═══ Source data
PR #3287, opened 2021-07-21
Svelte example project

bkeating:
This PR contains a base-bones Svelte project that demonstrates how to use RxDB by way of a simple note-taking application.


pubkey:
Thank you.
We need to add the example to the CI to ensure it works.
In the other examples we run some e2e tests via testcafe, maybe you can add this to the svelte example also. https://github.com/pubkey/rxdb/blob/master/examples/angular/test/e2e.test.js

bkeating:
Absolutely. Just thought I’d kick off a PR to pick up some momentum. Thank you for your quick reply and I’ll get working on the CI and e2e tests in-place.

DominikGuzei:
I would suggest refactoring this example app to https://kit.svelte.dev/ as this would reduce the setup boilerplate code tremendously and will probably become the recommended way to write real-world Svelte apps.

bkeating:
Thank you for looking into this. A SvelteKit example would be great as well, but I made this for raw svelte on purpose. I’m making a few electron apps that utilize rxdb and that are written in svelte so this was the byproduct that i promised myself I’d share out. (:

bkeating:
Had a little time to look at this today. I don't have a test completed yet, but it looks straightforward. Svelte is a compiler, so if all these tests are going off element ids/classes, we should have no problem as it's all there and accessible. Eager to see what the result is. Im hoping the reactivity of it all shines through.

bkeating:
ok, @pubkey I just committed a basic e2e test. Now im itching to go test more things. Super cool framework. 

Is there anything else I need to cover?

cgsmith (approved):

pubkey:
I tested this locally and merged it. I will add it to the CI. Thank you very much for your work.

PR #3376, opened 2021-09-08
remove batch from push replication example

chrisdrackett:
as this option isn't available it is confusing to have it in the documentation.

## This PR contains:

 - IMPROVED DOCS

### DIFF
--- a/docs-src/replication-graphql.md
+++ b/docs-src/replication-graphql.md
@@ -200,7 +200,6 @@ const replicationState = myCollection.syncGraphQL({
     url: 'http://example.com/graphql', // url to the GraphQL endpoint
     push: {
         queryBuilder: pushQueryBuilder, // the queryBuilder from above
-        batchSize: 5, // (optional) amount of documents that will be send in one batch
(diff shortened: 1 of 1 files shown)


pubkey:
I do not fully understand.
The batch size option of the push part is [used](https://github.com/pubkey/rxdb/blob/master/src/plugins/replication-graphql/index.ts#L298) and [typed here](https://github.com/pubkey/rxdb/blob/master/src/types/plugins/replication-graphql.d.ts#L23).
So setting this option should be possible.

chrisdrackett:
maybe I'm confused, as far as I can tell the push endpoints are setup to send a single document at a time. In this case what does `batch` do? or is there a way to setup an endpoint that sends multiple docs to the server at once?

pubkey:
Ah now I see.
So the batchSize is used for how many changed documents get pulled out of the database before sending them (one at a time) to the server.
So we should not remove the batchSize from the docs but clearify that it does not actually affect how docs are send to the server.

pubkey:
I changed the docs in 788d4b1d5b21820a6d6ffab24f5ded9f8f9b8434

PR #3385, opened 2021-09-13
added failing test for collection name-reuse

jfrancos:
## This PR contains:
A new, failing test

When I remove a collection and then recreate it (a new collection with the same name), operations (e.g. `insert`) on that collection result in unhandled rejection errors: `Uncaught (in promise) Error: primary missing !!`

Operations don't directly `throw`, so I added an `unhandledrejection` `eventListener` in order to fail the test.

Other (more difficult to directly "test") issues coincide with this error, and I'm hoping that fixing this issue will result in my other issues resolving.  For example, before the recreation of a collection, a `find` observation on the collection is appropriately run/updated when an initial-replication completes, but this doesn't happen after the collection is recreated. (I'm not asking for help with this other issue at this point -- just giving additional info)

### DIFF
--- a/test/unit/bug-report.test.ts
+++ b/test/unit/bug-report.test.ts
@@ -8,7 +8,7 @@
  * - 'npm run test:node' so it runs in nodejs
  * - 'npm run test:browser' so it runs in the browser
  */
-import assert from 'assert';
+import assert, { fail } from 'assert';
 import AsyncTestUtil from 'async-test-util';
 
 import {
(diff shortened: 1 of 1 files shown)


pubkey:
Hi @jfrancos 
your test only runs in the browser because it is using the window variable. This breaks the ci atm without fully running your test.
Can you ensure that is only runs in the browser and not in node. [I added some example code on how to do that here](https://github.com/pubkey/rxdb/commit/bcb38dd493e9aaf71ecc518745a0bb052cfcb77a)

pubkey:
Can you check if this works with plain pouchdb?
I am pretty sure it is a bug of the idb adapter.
══════
═══ Source data
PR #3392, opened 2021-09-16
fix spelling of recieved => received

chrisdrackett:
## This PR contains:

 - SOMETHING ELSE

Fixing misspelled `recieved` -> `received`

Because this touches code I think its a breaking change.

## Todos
══════
═══ Source data
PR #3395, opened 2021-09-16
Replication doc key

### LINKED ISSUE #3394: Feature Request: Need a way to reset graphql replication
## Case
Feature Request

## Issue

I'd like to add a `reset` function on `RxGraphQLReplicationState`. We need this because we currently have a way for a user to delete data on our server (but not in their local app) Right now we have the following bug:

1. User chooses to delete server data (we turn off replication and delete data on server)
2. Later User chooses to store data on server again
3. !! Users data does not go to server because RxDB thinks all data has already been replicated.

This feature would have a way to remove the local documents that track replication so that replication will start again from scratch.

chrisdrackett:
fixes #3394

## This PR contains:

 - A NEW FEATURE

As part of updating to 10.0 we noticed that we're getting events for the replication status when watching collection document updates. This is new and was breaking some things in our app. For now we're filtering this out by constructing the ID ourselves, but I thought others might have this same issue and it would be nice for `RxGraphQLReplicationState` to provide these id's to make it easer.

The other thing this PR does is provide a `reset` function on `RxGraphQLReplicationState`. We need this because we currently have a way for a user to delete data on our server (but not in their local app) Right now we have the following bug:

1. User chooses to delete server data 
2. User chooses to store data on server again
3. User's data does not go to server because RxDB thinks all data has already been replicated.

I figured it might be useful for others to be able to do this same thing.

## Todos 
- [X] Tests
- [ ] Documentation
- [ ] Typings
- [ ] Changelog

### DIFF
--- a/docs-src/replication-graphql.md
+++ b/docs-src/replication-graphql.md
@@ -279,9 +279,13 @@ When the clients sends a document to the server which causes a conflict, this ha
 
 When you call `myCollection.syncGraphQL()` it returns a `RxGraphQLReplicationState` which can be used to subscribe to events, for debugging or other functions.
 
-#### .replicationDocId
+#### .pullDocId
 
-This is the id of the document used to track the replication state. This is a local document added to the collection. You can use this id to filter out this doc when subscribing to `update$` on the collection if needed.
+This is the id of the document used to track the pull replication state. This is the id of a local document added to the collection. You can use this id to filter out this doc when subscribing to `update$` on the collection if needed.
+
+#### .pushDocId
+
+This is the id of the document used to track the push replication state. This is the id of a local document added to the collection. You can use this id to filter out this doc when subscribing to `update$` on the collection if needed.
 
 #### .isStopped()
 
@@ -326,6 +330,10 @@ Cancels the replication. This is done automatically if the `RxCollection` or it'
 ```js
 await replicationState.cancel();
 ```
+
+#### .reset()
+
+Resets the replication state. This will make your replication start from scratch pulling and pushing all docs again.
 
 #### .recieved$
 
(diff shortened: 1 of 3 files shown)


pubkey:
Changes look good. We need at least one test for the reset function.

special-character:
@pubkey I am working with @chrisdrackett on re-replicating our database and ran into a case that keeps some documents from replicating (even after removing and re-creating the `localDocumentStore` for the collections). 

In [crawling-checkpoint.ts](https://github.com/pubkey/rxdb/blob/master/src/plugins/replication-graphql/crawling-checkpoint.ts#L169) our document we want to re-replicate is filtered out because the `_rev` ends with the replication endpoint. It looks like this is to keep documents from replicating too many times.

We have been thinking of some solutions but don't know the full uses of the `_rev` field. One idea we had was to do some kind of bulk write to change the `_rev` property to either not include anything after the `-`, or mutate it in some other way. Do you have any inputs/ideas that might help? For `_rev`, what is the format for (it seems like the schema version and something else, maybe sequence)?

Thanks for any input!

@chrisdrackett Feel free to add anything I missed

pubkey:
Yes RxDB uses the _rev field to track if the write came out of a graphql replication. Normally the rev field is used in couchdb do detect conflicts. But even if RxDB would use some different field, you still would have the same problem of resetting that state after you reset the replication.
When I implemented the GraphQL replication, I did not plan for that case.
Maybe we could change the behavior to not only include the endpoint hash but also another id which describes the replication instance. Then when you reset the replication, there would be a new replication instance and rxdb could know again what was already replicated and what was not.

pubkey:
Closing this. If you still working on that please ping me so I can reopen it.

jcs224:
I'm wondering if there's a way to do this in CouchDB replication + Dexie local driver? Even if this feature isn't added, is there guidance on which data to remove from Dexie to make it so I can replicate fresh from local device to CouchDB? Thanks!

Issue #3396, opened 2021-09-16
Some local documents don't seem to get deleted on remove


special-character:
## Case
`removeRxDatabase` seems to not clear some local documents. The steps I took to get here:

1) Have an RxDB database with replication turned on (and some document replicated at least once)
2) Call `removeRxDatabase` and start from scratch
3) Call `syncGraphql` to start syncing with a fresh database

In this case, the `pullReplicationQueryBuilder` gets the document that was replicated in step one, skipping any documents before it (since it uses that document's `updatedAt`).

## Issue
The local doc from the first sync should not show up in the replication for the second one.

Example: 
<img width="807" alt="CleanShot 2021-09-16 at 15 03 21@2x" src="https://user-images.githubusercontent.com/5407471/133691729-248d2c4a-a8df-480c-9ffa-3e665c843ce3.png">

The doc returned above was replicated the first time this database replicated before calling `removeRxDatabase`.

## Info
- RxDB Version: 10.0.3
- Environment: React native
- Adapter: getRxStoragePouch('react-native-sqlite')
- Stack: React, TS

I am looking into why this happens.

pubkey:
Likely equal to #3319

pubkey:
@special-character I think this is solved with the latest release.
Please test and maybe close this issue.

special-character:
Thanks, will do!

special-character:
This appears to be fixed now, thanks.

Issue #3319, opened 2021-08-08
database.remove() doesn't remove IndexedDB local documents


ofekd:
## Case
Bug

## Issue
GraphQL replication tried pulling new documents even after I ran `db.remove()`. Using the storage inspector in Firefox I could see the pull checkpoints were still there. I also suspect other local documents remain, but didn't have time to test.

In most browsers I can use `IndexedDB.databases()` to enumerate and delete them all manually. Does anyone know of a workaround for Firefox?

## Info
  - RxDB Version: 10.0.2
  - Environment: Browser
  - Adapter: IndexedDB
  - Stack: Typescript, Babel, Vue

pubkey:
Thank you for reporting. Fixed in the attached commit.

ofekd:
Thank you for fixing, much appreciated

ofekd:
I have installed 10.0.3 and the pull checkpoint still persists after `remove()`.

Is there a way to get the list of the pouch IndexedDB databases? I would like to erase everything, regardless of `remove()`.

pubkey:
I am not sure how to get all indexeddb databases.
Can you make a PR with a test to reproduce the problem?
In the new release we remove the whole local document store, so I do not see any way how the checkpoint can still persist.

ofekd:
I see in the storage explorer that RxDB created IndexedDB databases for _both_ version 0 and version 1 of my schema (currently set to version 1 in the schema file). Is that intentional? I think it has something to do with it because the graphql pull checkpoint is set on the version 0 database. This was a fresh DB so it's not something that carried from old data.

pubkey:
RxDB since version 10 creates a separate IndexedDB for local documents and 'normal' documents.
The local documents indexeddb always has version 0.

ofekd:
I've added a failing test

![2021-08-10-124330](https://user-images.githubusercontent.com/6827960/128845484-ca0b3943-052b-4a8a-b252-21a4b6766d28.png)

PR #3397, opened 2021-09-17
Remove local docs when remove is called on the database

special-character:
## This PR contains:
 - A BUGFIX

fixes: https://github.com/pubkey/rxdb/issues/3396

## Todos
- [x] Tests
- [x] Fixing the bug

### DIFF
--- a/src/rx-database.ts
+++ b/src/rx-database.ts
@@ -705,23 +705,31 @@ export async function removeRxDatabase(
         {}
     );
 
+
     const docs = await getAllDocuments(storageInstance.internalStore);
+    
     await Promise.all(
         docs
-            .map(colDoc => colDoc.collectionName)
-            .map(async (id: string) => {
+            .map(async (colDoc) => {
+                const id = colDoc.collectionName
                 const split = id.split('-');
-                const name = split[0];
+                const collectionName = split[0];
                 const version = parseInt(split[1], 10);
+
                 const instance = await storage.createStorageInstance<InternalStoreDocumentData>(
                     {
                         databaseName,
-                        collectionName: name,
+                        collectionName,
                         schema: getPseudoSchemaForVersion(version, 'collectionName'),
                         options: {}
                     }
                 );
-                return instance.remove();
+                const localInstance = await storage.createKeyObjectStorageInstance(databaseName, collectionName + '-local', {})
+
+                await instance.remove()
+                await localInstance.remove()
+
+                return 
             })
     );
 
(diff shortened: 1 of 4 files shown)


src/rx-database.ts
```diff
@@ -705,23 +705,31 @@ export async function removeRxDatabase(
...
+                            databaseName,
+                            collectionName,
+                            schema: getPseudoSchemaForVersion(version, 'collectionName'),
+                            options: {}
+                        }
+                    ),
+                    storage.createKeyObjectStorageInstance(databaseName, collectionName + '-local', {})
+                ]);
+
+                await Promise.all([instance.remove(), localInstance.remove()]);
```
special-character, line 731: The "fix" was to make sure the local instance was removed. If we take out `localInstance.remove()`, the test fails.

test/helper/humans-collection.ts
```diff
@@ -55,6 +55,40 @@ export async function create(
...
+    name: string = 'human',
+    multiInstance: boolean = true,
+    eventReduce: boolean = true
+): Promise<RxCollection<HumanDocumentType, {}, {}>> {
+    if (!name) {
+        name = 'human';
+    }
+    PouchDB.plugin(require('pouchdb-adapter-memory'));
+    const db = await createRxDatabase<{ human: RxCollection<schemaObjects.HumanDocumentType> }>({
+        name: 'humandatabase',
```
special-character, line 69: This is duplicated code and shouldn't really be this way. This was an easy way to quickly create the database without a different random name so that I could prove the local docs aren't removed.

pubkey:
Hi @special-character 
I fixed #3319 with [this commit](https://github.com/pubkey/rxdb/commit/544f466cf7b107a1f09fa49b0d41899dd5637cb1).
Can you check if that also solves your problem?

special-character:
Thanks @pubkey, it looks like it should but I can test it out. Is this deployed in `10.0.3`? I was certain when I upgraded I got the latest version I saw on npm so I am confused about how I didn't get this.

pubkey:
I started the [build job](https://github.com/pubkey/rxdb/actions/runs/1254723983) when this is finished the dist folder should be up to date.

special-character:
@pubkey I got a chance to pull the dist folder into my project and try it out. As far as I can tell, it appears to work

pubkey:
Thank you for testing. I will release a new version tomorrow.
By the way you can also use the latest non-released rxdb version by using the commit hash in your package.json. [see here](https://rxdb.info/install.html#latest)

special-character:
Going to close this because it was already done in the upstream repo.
══════
- Description of the task:
Using the entries above, copy out all lines that contain the string "fresh".

- Solution to the exercise:
I'm wondering if there's a way to do this in CouchDB replication + Dexie local driver? Even if this feature isn't added, is there guidance on which data to remove from Dexie to make it so I can replicate fresh from local device to CouchDB? Thanks!
3) Call `syncGraphql` to start syncing with a fresh database
I see in the storage explorer that RxDB created IndexedDB databases for _both_ version 0 and version 1 of my schema (currently set to version 1 in the schema file). Is that intentional? I think it has something to do with it because the graphql pull checkpoint is set on the version 0 database. This was a fresh DB so it's not something that carried from old data.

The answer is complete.